Na rua principal, uma multidão observava uma carruagem. Cercada por soldados, era a mais luxuosa que eu já tinha visto. Já vira carruagens de nobres antes, mas nenhuma se comparava àquela pintada em preto e dourado, adornada com flores esculpidas.
Para alguém como eu, era um objeto inalcançável, de outro mundo.
Dentro da carruagem, estava uma garota de vestido branco. Cabelos dourados, olhos límpidos… Mesmo sem qualquer senso de beleza, a palavra “linda” surgiu naturalmente na minha mente.
Pele alva, lábios vermelhos, um rosto que lembrava as bonecas que um dia vi numa vitrine quebrada.
Neste mundo existem criaturas repulsivas como eu… mas também seres tão belos quanto ela.
Foi o que pensei.
A carruagem avançava lentamente. Eu fiquei imóvel, hipnotizado pela ostentação e pela beleza daquela garota.
“...Hã?”
Quando a carruagem passou diante de mim, a garota me olhou.
“Aquilo… o que é aquilo?”
Ela arregalou os olhos por um instante e logo em seguida fez uma careta. Como quem vê um inseto repulsivo.
“Que nojo…”
Ela desviou o olhar, fechou a janela, e a carruagem seguiu com os soldados, desaparecendo da cidade.
Quando sumiu, as pessoas também se dispersaram.
Mas eu continuei parado.
O rosto dela, a expressão de repulsa, a palavra que murmurou não saíam da minha cabeça.
Esqueci a fome. Esqueci a dor. Só conseguia pensar nela.
Sim…
Para os nobres, os pobres não passam de lixo.
E eu era o pior entre eles.
Para aquela garota, eu devia parecer menos que um inseto… não menos que fezes.
A humilhação e o desespero que eu havia esquecido voltaram com força total.
Para ela, eu não era humano.

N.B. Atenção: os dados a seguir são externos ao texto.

PR #966, opened 2023-10-03
Bump aHash to v0.8.6

aumetra:
This is a breaking change, bumping the `ahash` dependency in a semver-incompatible way

### DIFF
--- a/redis/Cargo.toml
+++ b/redis/Cargo.toml
@@ -76,7 +76,7 @@ serde = { version = "1.0.82", optional = true }
 serde_json = { version = "1.0.82", optional = true }
 
 # Optional aHash support
-ahash = { version = "0.8.3", optional = true }
+ahash = { version = "0.8.6", optional = true }
 
 log = { version = "0.4", optional = true }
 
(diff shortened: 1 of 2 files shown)


jaymell:
Hi, can you explain the reason for the breaking changes?

aumetra:
Sure! The first breaking change here is the bump from v0.7 to v0.8 itself. That's done to simply stay up-to-date with the newest release and to include a fix for their use of AES instructions on `aarch64` architectures (which will be needed in the future)

The second breaking change is the removal of the `RandomState` parameter from `AHashMap`. The reason behind this is two-fold:

1. The `AHashMap` only implements `FromIterator` with the `ahash::RandomState` as the hasher
2. The only way to instantiate an `ahash::AHasher` hasher via the current API (apart from the `Default` impl) is via `ahash::RandomState`, so having the parameter freely choosable is somewhat unnecessary anyways (and could be brought back with a future release without breaking semver)

jaymell:
Thanks for the explanation, which certainly sounds reasonable to me. We still need to figure out our next release and whether it's breaking, so I'm going to leave this un-merged for now. @aumetra do you mind updating the version specified to a non-yanked version?

jaymell (approved):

Nem mesmo lixo.
Eu era algo inferior tão nojento que bastava olhar para mim para sentir nojo, desviar o olhar e fechar a janela.
Era isso que eu era.
“...”
Doía mais do que qualquer surra, mais do que qualquer pedra.
Uma única palavra dela dilacerou o meu coração.
Quem você pensa que é?
Nasceu com tudo, cercada de luxo, e ainda assim ousa desprezar quem só conheceu o inferno desde o nascimento?
O calor da raiva me consumiu por dentro.
Cerrei os punhos, rangei os dentes, e gritei em silêncio, dentro de mim:
Eu vou fazer você provar essa mesma humilhação. Esse mesmo desespero.
Vou destruir sua carruagem luxuosa, rasgar seu vestido branco, manchar sua pele perfeita…
Vou arrastar você até o fundo do poço onde eu vivo.
Um dia. Com certeza… um dia!
Aos doze anos, foi assim que conheci a primeira raiva da minha vida.